## TASK DIRECTIONS
Among the entries, find the lines with the string "this" and copy them.

═══

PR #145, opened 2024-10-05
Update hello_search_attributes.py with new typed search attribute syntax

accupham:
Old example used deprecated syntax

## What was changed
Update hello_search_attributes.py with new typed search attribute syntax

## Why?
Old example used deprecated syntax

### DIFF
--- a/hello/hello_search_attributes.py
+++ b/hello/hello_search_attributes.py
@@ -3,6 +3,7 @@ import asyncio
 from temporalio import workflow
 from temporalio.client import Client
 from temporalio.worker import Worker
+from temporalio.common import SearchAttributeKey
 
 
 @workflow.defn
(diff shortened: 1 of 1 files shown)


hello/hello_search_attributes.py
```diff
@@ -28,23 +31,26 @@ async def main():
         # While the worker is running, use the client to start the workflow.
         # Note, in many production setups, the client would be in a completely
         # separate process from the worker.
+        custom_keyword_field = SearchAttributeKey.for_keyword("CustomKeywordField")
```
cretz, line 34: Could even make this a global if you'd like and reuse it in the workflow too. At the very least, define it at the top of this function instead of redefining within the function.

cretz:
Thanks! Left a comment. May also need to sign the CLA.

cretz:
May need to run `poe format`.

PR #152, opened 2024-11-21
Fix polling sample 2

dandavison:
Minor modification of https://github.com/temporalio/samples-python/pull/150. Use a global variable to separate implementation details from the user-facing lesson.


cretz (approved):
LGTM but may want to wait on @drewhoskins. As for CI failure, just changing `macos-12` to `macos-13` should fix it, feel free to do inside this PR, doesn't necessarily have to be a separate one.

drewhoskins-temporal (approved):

═══

## RESPONSE
cretz, line 34: Could even make this a global if you'd like and reuse it in the workflow too. At the very least, define it at the top of this function instead of redefining within the function.
LGTM but may want to wait on @drewhoskins. As for CI failure, just changing `macos-12` to `macos-13` should fix it, feel free to do inside this PR, doesn't necessarily have to be a separate one.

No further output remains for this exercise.